California, Florida, Texas would lose House seats under Trump census order
If President Donald Trump succeeds in getting immigrants in the country illegally excluded from being counted in the redrawing of U.S. House districts, California, Florida and Texas would end up with one less congressional seat each than if every resident were counted, according to a new analysis.
ORLANDO, Fla. — If President Donald Trump succeeds in getting immigrants in the country illegally excluded from being counted in the redrawing of U.S. House districts, California, Florida and Texas would end up with one less congressional seat each than if every resident were counted, according to an analysis by a think tank.
Without that population, California would lose two seats instead of one, Florida would gain one seat instead of two and Texas would gain two seats instead of three, according to the analysis by Pew Research Center.
Additionally, the Pew analysis shows Alabama, Minnesota and Ohio would each keep a congressional seat they most likely would have lost during the process of divvying up congressional seats by state known as apportionment, which takes place after the U.S. Census Bureau completes its once-a-decade head count of every U.S. resident. The bureau currently is in the middle of the 2020 census.
Federal law requires the Census Bureau to hand over the final head-count numbers used for apportionment to the president at the end of the year, but the bureau is asking Congress for an extension until next April 30 because of disruptions caused by the pandemic.
Every resident of a state is traditionally counted during apportionment, but Trump last Tuesday issued a directive seeking to bar people in the U.S. illegally from being included in the headcount as congressional districts are redrawn. Trump said including them in the count “would create perverse incentives and undermine our system of government.”
At least four lawsuits or notices of a legal challenge have been filed seeking to halt the directive. Some opponents say it's an effort to suppress the growing political power of Latinos in the U.S.

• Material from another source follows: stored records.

PR #586, opened 2021-05-10
Support milliseconds in cacheDuration parsing

urbanautomaton:
Since the introduction of `cacheDuration` parsing in 25cbddd we've been seeing metadata parsing failures for one of our IdPs, whose `cacheDuration` value is set to `"PT6H0M0.000S"`

This seems like a valid ISO8601 duration, however the regexp being used for parsing doesn't allow for the possibility of milliseconds.

This PR adds an optional non-captured group to the regexp to permit them. Since the captured string value is already being converted using `.to_f`, this should work without further changes.

To achieve minimal test coverage I've added a seconds string to one of the existing metadata examples with a zero value; this reproduces the failure and confirms the fix without needing to add a specific test case.

### Feedback

I'm new to this project so absolutely any feedback would be welcome. In particular, is the approach taken to test coverage sufficient, or would you prefer to add an explicit test case? This seemed simpler since the duration parsing isn't directly tested, but I'm happy to introduce unit tests there if that's preferred.

### DIFF
--- a/lib/onelogin/ruby-saml/utils.rb
+++ b/lib/onelogin/ruby-saml/utils.rb
@@ -16,18 +16,18 @@ module OneLogin
       DSIG      = "http://www.w3.org/2000/09/xmldsig#"
       XENC      = "http://www.w3.org/2001/04/xmlenc#"
       DURATION_FORMAT = %r(^
-        (-?)P                         # 1: Duration sign
+        (-?)P                       # 1: Duration sign
         (?:
-          (?:(\d+)Y)?                 # 2: Years
-          (?:(\d+)M)?                 # 3: Months
-          (?:(\d+)D)?                 # 4: Days
+          (?:(\d+)Y)?               # 2: Years
+          (?:(\d+)M)?               # 3: Months
+          (?:(\d+)D)?               # 4: Days
           (?:T
-            (?:(\d+)H)?               # 5: Hours
-            (?:(\d+)M)?               # 6: Minutes
-            (?:(\d+)S)?   # 7: Seconds and optional milliseconds
+            (?:(\d+)H)?             # 5: Hours
+            (?:(\d+)M)?             # 6: Minutes
+            (?:(\d+(?:[.,]\d+)?)S)? # 7: Seconds
           )?
           |
-          (\d+)W                      # 8: Weeks
+          (\d+)W                    # 8: Weeks
         )
       $)x
 
@@ -59,13 +59,8 @@ module OneLogin
           raise Exception.new("Invalid ISO 8601 duration")
         end
 
-        durYears = matches[2].to_i
-        durMonths = matches[3].to_i
-        durDays = matches[4].to_i
-        durHours = matches[5].to_i
-        durMinutes = matches[6].to_i
-        durSeconds = matches[7].to_f
-        durWeeks = matches[8].to_i
+        durYears, durMonths, durDays, durHours, durMinutes, durSeconds, durWeeks =
+          matches[2..8].map { |match| match ? match.tr(',', '.').to_f : 0.0 }
 
         if matches[1] == "-"
           durYears = -durYears
--- a/lib/onelogin/ruby-saml/utils.rb
+++ b/lib/onelogin/ruby-saml/utils.rb
@@ -15,7 +15,21 @@ module OneLogin
 
       DSIG      = "http://www.w3.org/2000/09/xmldsig#"
       XENC      = "http://www.w3.org/2001/04/xmlenc#"
-      DURATION_FORMAT = %r(^(-?)P(?:(?:(?:(\d+)Y)?(?:(\d+)M)?(?:(\d+)D)?(?:T(?:(\d+)H)?(?:(\d+)M)?(?:(\d+)S)?)?)|(?:(\d+)W))$)
+      DURATION_FORMAT = %r(^
+        (-?)P                         # 1: Duration sign
+        (?:
+          (?:(\d+)Y)?                 # 2: Years
+          (?:(\d+)M)?                 # 3: Months
+          (?:(\d+)D)?                 # 4: Days
+          (?:T
+            (?:(\d+)H)?               # 5: Hours
+            (?:(\d+)M)?               # 6: Minutes
+            (?:(\d+)S)?   # 7: Seconds and optional milliseconds
+          )?
+          |
+          (\d+)W                      # 8: Weeks
+        )
+      $)x
 
       # Checks if the x509 cert provided is expired
       #
@@ -37,10 +51,10 @@ module OneLogin
       #                            current time.
       #
       # @return [Integer] The new timestamp, after the duration is applied.
-      # 
+      #
       def self.parse_duration(duration, timestamp=Time.now.utc)
         matches = duration.match(DURATION_FORMAT)
-      
+
         if matches.nil?
           raise Exception.new("Invalid ISO 8601 duration")
         end
--- a/lib/onelogin/ruby-saml/utils.rb
+++ b/lib/onelogin/ruby-saml/utils.rb
@@ -59,18 +59,10 @@ module OneLogin
           raise Exception.new("Invalid ISO 8601 duration")
         end
 
-        durYears, durMonths, durDays, durHours, durMinutes, durSeconds, durWeeks =
-          matches[2..8].map { |match| match ? match.tr(',', '.').to_f : 0.0 }
+        sign = matches[1] == '-' ? -1 : 1
 
-        if matches[1] == "-"
-          durYears = -durYears
-          durMonths = -durMonths
-          durDays = -durDays
-          durHours = -durHours
-          durMinutes = -durMinutes
-          durSeconds = -durSeconds
-          durWeeks = -durWeeks
-        end
+        durYears, durMonths, durDays, durHours, durMinutes, durSeconds, durWeeks =
+          matches[2..8].map { |match| match ? sign * match.tr(',', '.').to_f : 0.0 }
 
         initial_datetime = Time.at(timestamp).utc.to_datetime
         final_datetime = initial_datetime.next_year(durYears)
--- a/test/utils_test.rb
+++ b/test/utils_test.rb
@@ -1,6 +1,41 @@
 require File.expand_path(File.join(File.dirname(__FILE__), "test_helper"))
 
 class UtilsTest < Minitest::Test
+  describe ".parse_duration" do
+    DURATIONS_FROM_EPOCH = {
+      # Basic formats
+      "P1Y1M1D"        => "1971-02-02T00:00:00.000Z",
+      "PT1H1M1S"       => "1970-01-01T01:01:01.000Z",
+      "P1W"            => "1970-01-08T00:00:00.000Z",
+      "P1Y1M1DT1H1M1S" => "1971-02-02T01:01:01.000Z",
+
+      # Negative duration
+      "-P1Y1M1DT1H1M1S" => "1968-11-29T22:58:59.000Z",
+
+      # Nominal wraparounds
+      "P13M" => "1971-02-01T00:00:00.000Z",
+      "P31D" => "1970-02-01T00:00:00.000Z",
+    }
+
+    def result(duration, reference = 0)
+      Time.at(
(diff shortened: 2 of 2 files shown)


urbanautomaton:
Somewhat cheekily I've pushed another commit that reformats the regexp for readability. I was restricted in what I could do since this gem supports ruby 1.8.7, which doesn't have named capture groups. I think the split lines and comments make it a lot easier to understand and work with, but I'm more than happy to get rid of that commit if it's not preferred.

I've ensured the build passes with ruby 2.6.6, but I can't install ruby 1.8.7 on my mac any more. Is there any CI in place for this gem that tests a range of versions?

lib/onelogin/ruby-saml/utils.rb
```diff
@@ -15,7 +15,21 @@ class Utils
...
+          (?:(\d+)D)?                 # 4: Days
+          (?:T
+            (?:(\d+)H)?               # 5: Hours
+            (?:(\d+)M)?               # 6: Minutes
+            (?:(\d+(?:\.\d{3})?)S)?   # 7: Seconds and optional milliseconds
+          )?
+          |
+          (\d+)W                      # 8: Weeks
+        )
+      $)x
```
pitbulk, line 32: what is this x?

pitbulk:
We use travis. but it seems the travis.org was frozen, so we need to move to travis.com
https://travis-ci.org/github/onelogin/ruby-saml/builds

lib/onelogin/ruby-saml/utils.rb
urbanautomaton: That's the "ignore whitespace" regexp flag. It's what allows me to split the regexp over multiple lines, and also insert comments. You can see it here documented for 2.6, but it's supported back to 1.8.x:

https://ruby-doc.org/core-2.6.4/Regexp.html#class-Regexp-label-Options

lib/onelogin/ruby-saml/utils.rb
```diff
@@ -15,7 +15,21 @@ class Utils
...
+      DURATION_FORMAT = %r(^
+        (-?)P                         # 1: Duration sign
+        (?:
+          (?:(\d+)Y)?                 # 2: Years
+          (?:(\d+)M)?                 # 3: Months
+          (?:(\d+)D)?                 # 4: Days
+          (?:T
+            (?:(\d+)H)?               # 5: Hours
+            (?:(\d+)M)?               # 6: Minutes
+            (?:(\d+(?:\.\d{3})?)S)?   # 7: Seconds and optional milliseconds
```
johnnyshields, line 27: Should we support `{1,6}` decimal places?

lib/onelogin/ruby-saml/utils.rb
```diff
@@ -15,7 +15,21 @@ class Utils
 
       DSIG      = "http://www.w3.org/2000/09/xmldsig#"
       XENC      = "http://www.w3.org/2001/04/xmlenc#"
-      DURATION_FORMAT = %r(^(-?)P(?:(?:(?:(\d+)Y)?(?:(\d+)M)?(?:(\d+)D)?(?:T(?:(\d+)H)?(?:(\d+)M)?(?:(\d+)S)?)?)|(?:(\d+)W))$)
+      DURATION_FORMAT = %r(^
+        (-?)P                         # 1: Duration sign
+        (?:
+          (?:(\d+)Y)?                 # 2: Years
```
johnnyshields, line 21: According to [Wikipedia](https://en.wikipedia.org/wiki/ISO_8601) all values (years, months, etc.) may have fractions.

lib/onelogin/ruby-saml/utils.rb
```diff
@@ -15,7 +15,21 @@ class Utils
...
+          (?:(\d+)M)?                 # 3: Months
+          (?:(\d+)D)?                 # 4: Days
```
johnnyshields, line 23: Shouldn't weeks (W) go before days (D)?

urbanautomaton:
Thanks for the notes, @johnnyshields! All of your points are good ones, but I'm a little wary of expanding the scope of this PR to attempt full coverage of the ISO8601 duration spec, given the indirect test coverage we've got to work with. Since two independent PRs have been raised for troubles with milliseconds specifically, I'd probably favour merging this to begin with and looking at full coverage as a follow-up.

I did have a quick look for libraries that could do this whole task for us, but unfortunately the most commonly-used one (outside of ActiveSupport), [ruby-duration](https://github.com/josedonizetti/ruby-duration), requires ruby 1.9, while ruby-saml still supports 1.8.7. They _do_ point to the [last version that supported earlier rubies](https://github.com/josedonizetti/ruby-duration/tree/v2.1.4), though, so we could potentially do another conditional dependency in the gemspec.

@pitbulk what do you think? Are you open to pulling in an extra dependency for this task, or would you prefer to continue updating this gem's implementation?

lib/onelogin/ruby-saml/utils.rb
urbanautomaton: From [the spec](https://www.loc.gov/standards/datetime/iso-tc154-wg5_n0038_iso_wd_8601-1_2016-02-16.pdf), 4.4.3.2:

> In	both	basic and extended format the complete representation of the expression for duration shall be [PnnW] or [PnnYnnMnnDTnnHnnMnnS].

So I think the current week-handling is correct.

lib/onelogin/ruby-saml/utils.rb
urbanautomaton: In [S4.4.3.2](https://www.loc.gov/standards/datetime/iso-tc154-wg5_n0038_iso_wd_8601-1_2016-02-16.pdf):

> If necessary for a particular application, the lowest order components may have a decimal fraction.

Which is vague, but I think means that only the H/M/S components may be fractional?

urbanautomaton:
In fact, after a bit of spec poking I think we actually weren't so far from having full spec coverage, so I've added a couple of commits to do that; we shouldn't need another dependency.

I've also rebased to pick up the new github actions build.

lib/onelogin/ruby-saml/utils.rb
johnnyshields: Hmmm... you are correct regarding the spec, however following the [https://en.wikipedia.org/wiki/Robustness_principle], since this a reading method we should still add it inline, as there doesn't seem to be any harm in doing so (weeks and years/months/days/etc. can coexist without conflict in the same string--just add them together).

lib/onelogin/ruby-saml/utils.rb
johnnyshields: "Lowest order" means the smallest value in the string. So `P0.5Y` or `P1Y0.5M` are both valid.

However, following the [Robustness Principle](https://en.wikipedia.org/wiki/Robustness_principle), and for code cleanliness reasons, let's just support decimal on all values, since there is no harm/ambiguity in doing so.

urbanautomaton: I wondered about that interpretation, but the plural in "lowest order components" makes me doubt it. I also noted in the commit message that the `DateTime#next_year` / `#next_month` and `#next_day` methods that we're using to compute the duration for these components ignore any fractional parts, so even if we parse these components as decimals, we can't compute their value without a lot more changes.

I'm also not certain that fractional increments of a nominal duration (Y/M/W/D) are easily interpretable. For example, `DateTime#next_month` computes the same day of the month, N calendar months in the future. This has a clearly defined meaning, and there are still complications due to different-length months. E.g. Jan 31 + 1 month = Feb 28 (or Feb 29 on a leap year). What should the result be if we added half a month instead? Damned if I know. 😄

So unless we genuinely support fractional years/months/days, we're not following the robustness principle, and there is a harm in parsing them: clients sending e.g. `P0.5Y` will get a duration of zero instead of an informative error.

lib/onelogin/ruby-saml/utils.rb
urbanautomaton: Since this is one of the few areas where the spec is mercifully clear, and the code prior to this PR already reflected the spec, I'm not keen to change it. We can always open another PR if there's a genuine need to support invalid duration strings, but I'd like to keep this one focused.

johnnyshields: > ...programs that receive messages should accept non-conformant input as long as the meaning is clear.

The meaning is 100% clear here if weeks are given alongside years, months, and days.

urbanautomaton: To repeat: I'd like to focus this PR on ensuring that we accept as many ISO8601-valid durations as possible. If you'd like to pursue support for invalid durations, by all means open another PR.

lib/onelogin/ruby-saml/utils.rb
johnnyshields: Yeah seems reasonable to support fractional Hour, Minute, and Day as the others are non-deterministic. Even Day and Week can be different than 24h on Daylight Saving Time transitions, so there is potential ambiguity which is better to reject.

That being said, we should allow each one of H/M/S to have a fraction `PT0.5H0.5M0.1S`

lib/onelogin/ruby-saml/utils.rb
johnnyshields: Fair enough. Let's get this one merged then I'll open another one :)

lib/onelogin/ruby-saml/utils.rb
urbanautomaton: Thanks - yep, I think the code as written will pick up the fractions on any or all of those components.

pitbulk (approved):

pitbulk:
Can we add more unitest to cover the different scenarios? maybe you can carry them from the gem dependency you found

urbanautomaton:
@pitbulk Sure, yep, I've:

1) Added unit tests in an initial commit to cover the pre-existing behaviour
2) Rewritten the regexp for clarity second
3) Then added full H/M/S decimal support in a single commit

The tests pass at each stage.

I didn't borrow the examples from the other gem in the end, because our method applies the duration to a timestamp as well as computing it whereas theirs produces a duration object, but I think I've gotten reasonable coverage of the major cases we want to support. See what you think!

test/utils_test.rb
```diff
@@ -1,6 +1,49 @@
...
+  describe ".parse_duration" do
+    DURATIONS_FROM_EPOCH = {
+      # Basic formats
+      "P1Y1M1D"        => "1971-02-02T00:00:00.000Z",
+      "PT1H1M1S"       => "1970-01-01T01:01:01.000Z",
+      "P1W"            => "1970-01-08T00:00:00.000Z",
+      "P1Y1M1DT1H1M1S" => "1971-02-02T01:01:01.000Z",
+
+      # Negative duration
+      "-P1Y1M1DT1H1M1S" => "1968-11-29T22:58:59.000Z",
```
johnnyshields, line 13: No issue support negative duration, but it's not clear what the entire duration being negative would mean in the context of `cacheDuration`

Also, are negative values supported for each unit, e.g. `P1Y-1M` == 11 months?

urbanautomaton: I'm not certain that negative durations are part of the spec, as it mentions them only once, to say:

> **2.1.6**
> duration
> non-negative quantity attributed to a time interval

From conversations in the moment.js repo ([1](https://github.com/moment/moment/issues/2408), [2](https://github.com/moment/moment/issues/3960)) it appears that this is an area where implementations vary, some supporting prefix signs, some supporting infix.

For the purposes of this PR, I'm just trying to cover the existing code, which supports a prefix sign alone.

pitbulk: Some info about the xsd:duration type: http://www.datypic.com/sc/xsd/t-xsd_duration.html

It seems infix should not be valid

urbanautomaton: Ah, cool, thanks for the extra info!

As a result of the earlier conversations I've permitted decimal hours and minutes; would you like me to back that change out, since the xsd:duration spec is tighter than the ISO one?

pitbulk: Yes please

urbanautomaton: No worries, glad to have it resolved! I've updated the branch and referred to the xsd:duration docs in the commit message.

johnnyshields:
Let's merge?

The president's directive breaks with almost 250 years of tradition and is unconstitutional, according to a lawsuit filed by Common Cause, the city of Atlanta and others in federal court in the District of Columbia. Other challenges have been filed or are in the process of being brought by the ACLU on behalf of immigrant rights groups, a coalition of states led New York Attorney General Letitia James and civil rights groups already suing the Trump administration over an effort to gather citizenship data through administrative records.
Trump issued the order to gather citizenship data on U.S. residents through administrative records last year after the U.S. Supreme Court blocked his administration’s effort to add a citizenship question to the 2020 census form. Opponents said a citizenship question would have discouraged participation in the nation’s head count, not only by people living in the country illegally but also by citizens who fear that participating would expose noncitizen family members to repercussions.
The Democratic-led House Committee on Oversight and Reform is asking Commerce Secretary Wilbur Ross, Census Bureau director Steven Dillingham and other officials to testify about the Republican president's directive at a hearing next Wednesday.
During a conference call on Saturday, the chair of the House committee, Democratic U.S. Rep. Carolyn Maloney of New York, called the order “blatantly unconstitutional and illegal.”
“Congress is empowered to determine how the census is conducted, not the president,” Maloney said.